With the advent of Wikipedia, however, the playing field changed. Rather than rely on a collection of sites each written by one person with questionable expertise, users could now find most of the information they needed in an article written, edited, and fact-checked by an entire user base of people... with questionable expertise! But all on one easy-to-remember site.

However, several factors kept Wikipedia from being a perfect replacement for the old system. A desire for greater detail on the topic than Wikipedia is willing to allow, for one. Schisms or differing schools of thought on the topic were another. Fan-made wikis sprang up to bring back the world of homemade sites with the added benefits of the wiki model. Wikis are also popular with open source software projects for documentation as wikis can be updated much more quickly than static pages.
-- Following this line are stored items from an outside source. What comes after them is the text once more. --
PR #983, opened 2017-10-16
kill processes when removing users

snopoke:


ansible/roles/users/tasks/remove_users.yml
```diff
@@ -0,0 +1,41 @@
+---
+
+- name: Get running processes
+  shell: "ps aux | grep -v grep | grep -Ew \"{{ dev_users.absent|join('|') }}\" | awk '{print $2}'"
```
kaapstorm: You might want `grep -Ew \"^{{ dev_users.absent|join('$|^') }}$\"` in case we ever have a dev whose username is a substring of another dev's username.

kaapstorm:
Just the one comment, otherwise LGTM.

ansible/roles/users/tasks/remove_users.yml
snopoke: I don't think I can do that since we're not matching whole lines

kaapstorm: nvm. `grep -w` already only matches whole words

ansible/roles/users/tasks/remove_users.yml
```diff
@@ -0,0 +1,41 @@
...
+  register: running_processes
+
+- name: Kill running processes
+  become: yes
+  shell: "kill {{ item }}"
+  with_items: "{{ running_processes.stdout_lines|default([]) }}"
+
+- wait_for:
```
millerdev: should make this timeout after 30 or 60s instead of 300

snopoke: Made thee timeout 15s (which is for each process)

PR #985, opened 2017-10-20
Revert "Je/dd apm"

emord:
Reverts dimagi/commcarehq-ansible#965

Turning this off since we're done with load testing


emord:
Reverted this and also updated the datadog api key with what was actually on ICDS

emord:
merging so we don't get charged for APM

PR #986, opened 2017-10-23
stop wal archiving

calellowitz:
@snopoke @javierwilson cc: @kaapstorm 
The replication slots should ensure the correct number of WAL logs (i know thats redundant but it sounds better in my head) are kept for the standby, and nothing currently cleans up our WAL archive, which means these continue to pile up and have almost filled the disks on 3 of our machines. There is also nothing configured to read from this archive so it doesn't seem to serve much purpose. The postgres docs seem to imply that replication slots supersede WAL archiving for standbys.

Longer term if we want to keep this, it should be possible to properly cleanup but in the short term i think it makes more sense to get rid of it until we have a plan on what to do with it.

### DIFF
--- a/ansible/roles/postgresql/templates/postgresql.conf.j2
+++ b/ansible/roles/postgresql/templates/postgresql.conf.j2
@@ -36,10 +36,6 @@ vacuum_cost_delay = 20ms
 
 # WRITE AHEAD LOG
 
-archive_mode = on
-archive_command = 'test ! -f {{ postgresql_archive_dir }}/%f && cp %p {{ postgresql_archive_dir }}/%f'
-archive_timeout = 60
-
 wal_level = hot_standby
 max_wal_senders = 3
 checkpoint_segments = {{ postgresql_checkpoint_segments|default(16) }}


emord:
reasoning seems good to me, but would need @javierwilson @snopoke feedback tomorrow to know what to do long term

snopoke:
Did some more reading on this and it seems that the archiving is only necessary when setting up the standby to make sure that there are enough logs between the beginning of online-backup and the startup of streaming replication. If `pg_basebackup --xlog-method=stream` is used to create the standby then this probably isn't necessary (assuming the standby is started up immediately).

The `archive_command` and `wal_keep_segments` are both involved in this decision. See comments below:

```
# To prevent the primary server from removing the WAL segments required for
# the standby server before shipping them, set the minimum number of segments
# retained in the pg_xlog directory. At least wal_keep_segments should be
# larger than the number of segments generated between the beginning of
# online-backup and the startup of streaming replication. If you enable WAL
# archiving to an archive directory accessible from the standby, this may
# not be necessary.
wal_keep_segments = 32

# Enable WAL archiving on the primary to an archive directory accessible from
# the standby. If wal_keep_segments is a high enough number to retain the WAL
# segments required for the standby server, this is not necessary.
archive_mode    = on
archive_command = 'cp %p /path_to/archive/%f'
```

ansible/roles/postgresql/templates/postgresql.conf.j2
```diff
@@ -36,10 +36,6 @@ vacuum_cost_delay = 20ms
 
 # WRITE AHEAD LOG
 
-archive_mode = on
-archive_command = 'test ! -f {{ postgresql_archive_dir }}/%f && cp %p {{ postgresql_archive_dir }}/%f'
-archive_timeout = 60
-
```
gcapalbo: @javierwilson isn't this is going to interfere with pgbackrest? https://github.com/dimagi/commcarehq-ansible/pull/917/files#diff-1de0fd6b211ae1ef3b9020f83c0635d0R32

PR #987, opened 2017-10-25
digest auth rate limiting for restores

snopoke:
Already applied to nginx conf


ansible/roles/nginx/vars/cas_ssl.yml
```diff
@@ -18,13 +18,13 @@ nginx_sites:
       value: "$server_name"
    limit_req_zones:
     - name: "restore"
-      zone: "$server_name"
+      zone: "$digest_submission"
```
emord: Since these have the same zone, doesn't that mean that they will effect each others limits?

snopoke: This just changes the zone key. The result will look like this:
```
limit_req_zone $digest_submission zone=restore:10m rate=2r/s;
limit_req_zone $digest_submission zone=submissions:10m rate=10r/s;
limit_req_zone $server_name zone=server_name:10m rate=25r/s;
limit_req_zone $server_name zone=app_downloads:10m rate=50r/s;
```

The zone names are still unique.

PR #990, opened 2017-10-27
couch_dbs now run on 15984

taylordowns2000:
Hey @snopoke , it looks like couchdb2 should now be on 15984. am i reading this right?


emord:
Thanks for catching that. This is correct in our default setup, but you should be able to override it using these variables https://github.com/dimagi/commcarehq-ansible/blob/master/ansible/roles/couchdb2/vars/main.yml#L2-L3

snopoke:
Also when running in production we put nginx in front of couchdb2 so that we can load balance across multiple nodes. You can set that up by adding this to the `couchdb2: True` list:
```
active_sites:
  couchdb2: True
```

PR #991, opened 2017-10-27
makes sure pgbouncer is restarted after reboot

javierwilson:


ansible/roles/postgresql/tasks/main.yml
```diff
@@ -180,6 +180,16 @@
   tags:
     - pgbouncer
 
+- shell: /bin/true
+  register: no_tags
```
kaapstorm: This is a nice approach! Are there other things that need to happen once, that we can use this with too?

snopoke: can you elaborate on whet this is for?

javierwilson: this will only be run when using no tags, this allows to run tasks only when a specific tag is used.

snopoke: interesting, I think it's worth a comment (maybe even link to the SO answer: https://serverfault.com/a/748864)

emord: I think this is causing pgbouncer to restart unconditionally (but not during `--check`). I ran deploy_db with `--tags=pgbouncer` and in check mode it said this restart was skipped, but when I ran without `--check` pgbouncer was restarted. I haven't figured it out why that is though :/

snopoke: https://github.com/dimagi/commcare-cloud/pull/3151

PR #992, opened 2017-10-30
deploy netvault

javierwilson:
not perfect but will help

### DIFF
--- a/ansible/deploy_netvault.yml
+++ b/ansible/deploy_netvault.yml
@@ -9,7 +9,7 @@
     - name: "Unarchive Netvault"
       unarchive:
         src: /tmp/netvault.tar.gz
-        dest: /tmp/netvault/
+        dest: /tmp/
         remote_src: yes
     - name: "Create symlink for lib64"
       file:
--- a/ansible/deploy_netvault.yml
+++ b/ansible/deploy_netvault.yml
@@ -2,24 +2,58 @@
   hosts: pg_standby
   become: true
   tasks:
+
     - name: "Download Netvault"
       get_url:
         url: "{{ netvault_url }}"
         dest: /tmp/netvault.tar.gz
+
     - name: "Unarchive Netvault"
       unarchive:
         src: /tmp/netvault.tar.gz
         dest: /tmp/
         remote_src: yes
+
     - name: "Create symlink for lib64"
       file:
         src: /usr/lib
         dest: /usr/lib64
         state: link
+
     # FIXME: deal with prompt for options
     - name: "Runs install script"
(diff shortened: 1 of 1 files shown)


ansible/deploy_netvault.yml
```diff
@@ -0,0 +1,24 @@
+- name: "Install Netvault Client"
+  hosts: pg_standby
+  become: true
+  tasks:
+    - name: "Download Netvault"
+      get_url:
+        url: "{{ netvault_url }}"
```
snopoke: where is `netvault_url`  defined?

javierwilson: should be defined in vault, i think but i am not sure this is a long-lasting variable, so maybe extra_vars?

snopoke: Is it a 'private' url? If not can just put it in here directly since this is only going to be run on ICDS.

javierwilson:
I've added configuration of user netvault. I am using extra-vars for now, will add the vault once it is confirmed that it works (meaning meets the requirements of netvault server) @sravfeyn

ansible/deploy_netvault.yml
```diff
@@ -2,24 +2,58 @@
...
+  tasks:
+
+    - name: "Create PostgreSQL netvault user"
+      become_user: postgres
+      vars:
+        ansible_ssh_pipelining: true
+      postgresql_user:
+        name: "{{ netvault_username }}"
+        password: "{{ netvault_password }}"
+        role_attr_flags: SUPERUSER
```
calellowitz: is a read only user not possible?

ansible/deploy_netvault.yml
```diff
@@ -2,24 +2,58 @@
...
+
     # FIXME: deal with prompt for options
     - name: "Runs install script"
       #command: /tmp/netvault/install
       command: /bin/true
       when: false
+
+    - name: "Grants PostgreSQL access to netvault user"
+      blockinfile:
+        path: "{{ postgresql_config_home }}/pg_hba.conf"
```
calellowitz: any reason not to add this to our pg_hba.conf template

ansible/deploy_netvault.yml
javierwilson: according to the documentation netvault needs a superuser, this is a superuser on a standby, i hope it's enough... not sure.

ansible/deploy_netvault.yml
javierwilson: i thought about it. but since i am running this using extra_vars didn't want to mess with that template.  i'll improve this once we get confirmation that it is an accepted solution.

PR #2742, opened 2019-03-26
double concurrency of saved_export_queue workers in production

nickpell:
Continuing to increase resources for saved_export_queue.  Ideally I would like this task to be scheduled for completion by midnight EST so if there are issues, I'll be awake to debug them.

Current machine utilization:

https://app.datadoghq.com/dash/host/665473534?live=false&tile_size=m&page=0&is_auto=false&from_ts=1553557381993&to_ts=1553606775000

https://app.datadoghq.com/dash/host/665473537?live=false&tile_size=m&page=0&is_auto=false&from_ts=1553557866139&to_ts=1553606806000

### DIFF
--- a/environments/production/app-processes.yml
+++ b/environments/production/app-processes.yml
@@ -68,14 +68,14 @@ celery_processes:
       concurrency: 50
     saved_exports_queue:
       num_workers: 3
-      concurrency: 2
+      concurrency: 4
       optimize: True
   celery3:
     async_restore_queue:
       concurrency: 8
     saved_exports_queue:
       num_workers: 3
-      concurrency: 2
+      concurrency: 4
       optimize: True
     export_download_queue:
       concurrency: 4


environments/production/app-processes.yml
```diff
@@ -68,14 +68,14 @@ celery_processes:
       concurrency: 50
     saved_exports_queue:
       num_workers: 3
-      concurrency: 2
+      concurrency: 4
```
mkangia: i would usually vote for increasing the workers just because i find that more effective w/o any supporting facts.
What's your quick thought on increasing workers vs increasing concurrency here?
note: i assume that for bigger saved exports the process would consume higher memory.

nickpell: There was some chat about this in #celery.  The conclusion seemed to be that increasing concurrency provides the least memory overhead.  It does seem possible that it would have less redundancy, though, if a child process issue brings down a worker.

PR #2747, opened 2019-04-01
Added 1 Celery server with Ubuntu 18

NitigyaS:
##### SUMMARY

Add new server with bionic image on ICDS
replace celery 12

##### ISSUE TYPE

- Change Pull Request


environments/icds-cas/app-processes.yml
```diff
@@ -189,6 +189,7 @@ celery_processes:
       num_workers: 6
     icds_dashboard_reports_queue:
       concurrency: 2
+  'celery112':
```
snopoke: `112` - is that intentional?

NitigyaS: Yes.

NitigyaS: It is done to avoid any conflict with existing machine , although in this case celery12 was already out of cluster but going forward I am planning to proceed like this only.

PR #2750, opened 2019-04-02
Resize prod couch disks to target 65% full

dannyroberts:
##### SUMMARY

We've been getting oscillating disk usage warnings for about a month now, and some of the disks really are uncomfortably full. I did out what it would take for each disk to get down to 65% full (at their daily peak) and came up with these numbers. Will cost an extra $930/mo or so, but it puts us in a safer place and will make the disk warnings a stronger signal.

  | current max (%) | current disk (GB) | target max (%) | new disk (GB) | increase (GB)
-- | -- | -- | -- | -- | --
couch3 | 82 | 5500 | 65 | 6938 | 1438
couch4 | 80 | 5500 | 65 | 6769 | 1269
couch5 | 83 | 5500 | 65 | 7023 | 1523
couch7 | 77 | 6100 | 65 | 7226 | 1126
couch8 | 86 | 5800 | 65 | 7674 | 1874
couch9 | 89 | 5500 | 65 | 7531 | 2031
  | **current spend** | $3,390/mo |   | **increase spend** | $926/mo

##### ENVIRONMENTS AFFECTED
production

### DIFF
--- a/environments/production/terraform.yml
+++ b/environments/production/terraform.yml
@@ -142,7 +142,7 @@ servers:
     az: "a"
     volume_size: 80
     block_device:
-      volume_size: 5500
+      volume_size: 5857
     group: "couchdb2"
   - server_name: "couch4-production"
     server_instance_type: c5.4xlarge
@@ -150,7 +150,7 @@ servers:
     az: "a"
     volume_size: 80
     block_device:
-      volume_size: 5500
+      volume_size: 5714
     group: "couchdb2"
   - server_name: "couch5-production"
     server_instance_type: c5.4xlarge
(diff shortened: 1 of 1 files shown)


dannyroberts:
had good discussion with cal on slack #interrupt-team today, and am replacing this with a PR that gives us greater buffer and holds the line for alerting on disk usage at 80%.

dannyroberts:
If we were to maintain a 4% growth rate of daily peak, we would start hitting 80% disk warnings in 6 months. This gives us a nice long break from having to worry about increasing couch disk. A the same time, we're currently executing on moving more out of couch and into SQL so within the quarter this number should start going down. Since our goal is to be able to start _downsizing_ the cluster in the next 6 months, this addition to the run-rate will hopefully be short-lived.

PR #2752, opened 2019-04-04
Added Celery112 in app process

NitigyaS:
##### SUMMARY

Add process in new celery112

##### ISSUE TYPE

- Feature Pull Request


NitigyaS:
There are 2 reasons.
1) when TCL upgraded the C012 they created new machine to C112. So I also followed the same convention. 
2) I though it would be easier to know which celery machines have been upgraded by simply adding using range in 1XX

The "wiki-sphere" is becoming a vast depository of information at all levels of detail. The encyclopedic wikis are collecting a great breadth of topics at an increasingly shallow level of detail, and the topic-intensive wikis are gathering all the details.

Not all Wikis are on the major search engines, though. Corporations use wikis behind firewalls, the American CIA uses one to collate data among agents and analysts, and even publishers of dead-tree books use them to coordinate edits among authors, editors, and copy editors.

Fan-made wikis are usually made on wiki farms, such as Fandom (formerly known as Wikicities and Wikia).note  Few are hosted on preexisting fansites, like Homestar Runner Wiki and TFWiki.net. Organizations such as NIWA (Nintendo Independent Wiki Alliance) have spoken out against the commercialization that takes place on wiki farms, and have encouraged fans to set up their websites, while The Anti-Wikia Alliance is against Wikia specifically.

Wikis can reach truly huge sizes. To put them up as candidates for a Doorstopper is an understatement. See the list of largest wikis. Also, due to the ever-increasing importance of wikis in modern internet culture as well as the ever-increasing amount of information stored in said wikis, several archival initiatives such as the Wiki Team by Archive Team (which in and on itself is a wiki) have sprung up to protect these valuable codexes of information from maladies such as expired domains and wiki farm shutdowns. Show them some love.

The "dead tree" equivalent of this trivia is The Magazine Rule.

No examples, please. This only defines the term.